Characteristics of Included Studies
The 293 studies included a total of 1,813,733 respondents, of whom 135,007 were depressed and 1,678,726 were not depressed (in studies with missing prevalence rates, we imputed these values with the pooled prevalence rates of all other studies). Selected characteristics of the 293 studies are presented in
Table 1.
The studies were conducted in 35 countries from all populated continents, although most studies were conducted in the United States (N=114) and Europe (N=115). Most studies were conducted in samples recruited from the general population (N=104), heart disease patients (N=69), cancer patients (N=29), and other patient populations (N=84). Depression was established by diagnostic interview in 82 studies and by a self-report measure in 211 studies. Follow-up periods varied widely; we categorized them as <1 year (N=56), 1–5 years (N=125), 6–10 years (N=84), and >10 years (N=38). Most studies were conducted after the year 2000 (N=216). All case-control studies were nested case-control studies.
The quality of the included studies varied (see Appendix D in the online
data supplement). In the domain of study participation, 164 studies (56%) scored positive; 186 studies (64%) scored positive on study attrition, 201 (69%) on outcome measurement, 121 (41%) on confounding measurement and account, and 217 (74%) on analyses. After summing up the individual items, we found that 90 studies (31%) had a total score of 3 or less, 104 (36%) a score of 3.5–4, and 99 (34%) a score of 4.5–5.

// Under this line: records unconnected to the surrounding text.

PR #1696, opened 2023-08-23
fix: Add `_fresh` to .gitignore on update

### LINKED ISSUE #1680: Add `_fresh` to gitignore on update
Seems like we don't add that on update.

smitssjors:
Fixes #1680

### DIFF
--- a/tests/cli_test.ts
+++ b/tests/cli_test.ts
@@ -548,3 +548,189 @@ Deno.test("fresh-update add _app.tsx if not present", async function fn(t) {
     assertEquals(code, 0);
   }
 });
+
+Deno.test(
+  "fresh-update add _fresh to .gitignore if not present",
+  async function fn(t) {
+    // Preparation
+    const tmpDirName = await Deno.makeTempDir();
+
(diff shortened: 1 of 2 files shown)


marvinhagemeister (commented):
Awesome, this is great! Let's add a quick test to the existing update test that verifies that this works 👍

smitssjors:
I added some test but there are some things I would like to add.

- I found it difficult to find the tests
- There is some room for refactoring the update tests

I don't mind picking up some of this work. I would suggest splitting the tests into `init_test.ts` and `update_test.ts`.

Also, why import the asserts from `deps.ts` and not directly from `$std`?

marvinhagemeister:
> I don't mind picking up some of this work. I would suggest splitting the tests into `init_test.ts` and `update_test.ts`.

Agree, splitting these up makes sense.

> Also, why import the asserts from `deps.ts` and not directly from $std?

That was before my time, but I'd guess that this was done so that there are less places to update when moving to a newer version of std.

marvinhagemeister (approved):
This is great! Thank you so much for fixing this 👍

PR #1702, opened 2023-08-24
docs: fix small typos

smitssjors:


docs/toc.ts
```diff
@@ -53,7 +53,7 @@ const toc: RawTableOfContents = {
           ["forms", "Forms", "link:latest"],
           ["islands", "Interactive islands", "link:latest"],
           ["static-files", "Static files", "link:latest"],
-          ["middleware", "Middlewares", "link:latest"],
+          ["middleware", "Middleware", "link:latest"],
```
marvinhagemeister: Let's keep the visible page title as `Middlewares`. All other things in the docs are in plurals too. Rather we should redirect the url to the plural version at some point, but that can happen in another PR.

docs/latest/concepts/middleware.md
```diff
@@ -15,7 +15,7 @@ be used to pass arbitrary data to downstream (or upstream) handlers. This
 special [\_app](/docs/concepts/app-wrapper.md) wrapper and normal
 [routes](/docs/concepts/routes.md). `ctx.state` is normally set by modifying its
 properties, e.g. `ctx.state.loggedIn = true`, but you can also replace the
-entire object like `ctx.state = { loggedIn = true }`.
+entire object like `ctx.state = { loggedIn: true }`.
```
marvinhagemeister, line 18: Great catch!

docs/toc.ts
smitssjors: I did not consider that they were all plural, I've reverted the change.

marvinhagemeister (approved):

Issue #1690, opened 2023-08-21
Optional Dynamic Routes


cymkd:
**Fresh DX would benefit with supporting optional dynamic routes via filename convention**

Common scenario:
- multi-language routing where default language is not shown in the url.

Using an example for [lang] parameter.
/home 
/en/home 
/de/home

Whilst the folder structure might be
- [[lang]]
- - home.tsx

[[lang]]
[+lang]
[?lang]

mbhrznr:
fwiw we could already apply optional dynamic params via `RouteConfig`.
successfully tested the following example:
```tsx
import { RouteConfig, RouteContext } from "$fresh/server.ts";

export const config: RouteConfig = {
  routeOverride: "{/(de|en)}?/home",
};

export default function HomePage(req: Request, ctx: RouteContext) {
  console.log(ctx.params);
  return <h1>i'm home!</h1>;
}
```

this would successfully catch `/home`, `/de/home` and `/en/home`.  
`ctx.params` would be logged as `{}`, `{ "0": "de" }` and `{ "0": "en" }` respectively.

might be worth some exploration as well?

cymkd:
That is a great solution.

If I am not mistaken, when having 3000/4000 pages, we would need to maintain this Config, with routes and with allowed parameters. (or maybe just use .* and alike).
It's another thing to take care of.

In terms of DX it feels an improvement to have the optional dynamic routes filename convention, as we already have routing conventions.

marvinhagemeister:
Yeah, the route config is more of an escape hatch when you need more control. It can do everything you need to, but nothing wrong with making common scenarios easier. It's the reason we have `[id]` or `[...slug]` after all.

mbhrznr:
with #1706 being merged we could probably close this, wdyt?

marvinhagemeister:
Ah good point. I missed this 👍

PR #1706, opened 2023-08-25
feat: add support for optional dynamic route params

mbhrznr:
tackles #1690.

this pr is a first attempt to support optional dynamic routes.  
the file name convention is inspired by [sveltekit](https://kit.svelte.dev/docs/advanced-routing)'s established convention.

the feature can be tested in the primary fixture by running:
```
deno task fixture
```

once started, navigate to `/i18n/lang` and `/i18n/:lang/lang`.


mbhrznr:
would add some documentation once we've settled on the general approach.

src/server/context_test.ts
```diff
@@ -21,11 +21,20 @@ Deno.test("pathToPattern", async (t) => {
...
 
+  await t.step("parses optional params", () => {
+    assertEquals(pathToPattern("foo/[[name]]"), "/foo{/:name}?");
+    assertEquals(pathToPattern("foo/[name]/[[bob]]"), "/foo/:name{/:bob}?");
+    assertEquals(pathToPattern("foo/[[name]]/bar"), "/foo{/:name}?/bar");
+    assertEquals(
+      pathToPattern("foo/[[name]]/bar/[[bob]]"),
+      "/foo{/:name}?/bar{/:bob}?",
+    );
+  });
```
marvinhagemeister, line 36: Let's add one test case for invalid usage like:

```sh
foo/foo-[[name]]-bar/baz
foo/[[name]]-bar/baz
foo/foo-[[name]]/baz
foo/foo-[[name]]
foo/[[name]]-bar
```

Currently, that returns this path `/foo{/:name}?-bar/baz` which would match `foo-bar/baz`. To me that shouldn't be allowed. When using the double bracket notation `[[asd]]` it should be only possible if it's a full segment of the path.

I think adding a check a double `[[` is not at the start of a segment or a `]]` is not at the end of a segment should suffice.

marvinhagemeister (commented):
This is fantastic! Going with the way Svelte does it makes a lot of sense. Like this much more then the original proposed `[...id]`. Found one additional case to account for, but other than that it looks really good and I'm excited to have this in Fresh 👍

src/server/context_test.ts
mbhrznr: thanks for writing down the tests cases, this made it incredible easy to add!

mbhrznr:
would it make sense to refactor `www`'s `docs/[...slug].tsx` to make use of the new concept?
or would you prefer to have this tackled in another pr?

marvinhagemeister:
> would it make sense to refactor www's docs/[...slug].tsx to make use of the new concept?
or would you prefer to have this tackled in another pr?

Let's tackle that in another PR

marvinhagemeister (approved):
Awesome, this is great!

marvinhagemeister (approved):
Awesome, this is great!

PR #1713, opened 2023-08-29
docs: fix app wrapper docs

jiawei397:
This is just a document mistake, but it would be better to make some modifications:

image


marvinhagemeister (approved):
Good catch! Thanks for making a PR 👍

Excess Mortality in Depressed Versus Nondepressed Participants: Unadjusted Relative Risks
Of the included 293 studies, 238 reported unadjusted outcomes. The overall unadjusted relative risk of mortality in depressed relative to nondepressed participants in these 238 studies was 1.64 (95% CI=1.56–1.72). Heterogeneity was high and significant (I
2=83, 95% CI=80–84). Exclusion of potential outliers (studies reporting a relative risk ≥4 or <0.25) did not reduce heterogeneity and had only a small effect on the overall relative risk (1.58, 95% CI=1.51–1.65). The results of these meta-analyses are summarized in
Table 2.
After adjustment for publication bias with Duvall and Tweedie’s trim-and-fill procedure, the overall relative risk was reduced to 1.52 (95% CI=1.45–1.59; the number of filled studies was 41). Egger’s test also pointed toward significant publication bias (intercept=1.40, 95% CI=1.01–1.81; p<0.001). A funnel plot with the imputed studies is presented in
Figure 2.
Excess Mortality of Depression in Patient and Community Samples
We examined the difference in excess mortality between patient and community samples using subgroup analyses. We found some indications that the mortality rates differed among the populations in our meta-analysis (
Table 2; p<0.05). A higher mortality level was found especially in patients with chronic obstructive pulmonary disease (COPD). A direct comparison between the studies of COPD patients and other populations resulted in a highly significant difference (p=0.002). When we removed the studies of COPD patients from the analyses, the remaining populations did not differ significantly from each other.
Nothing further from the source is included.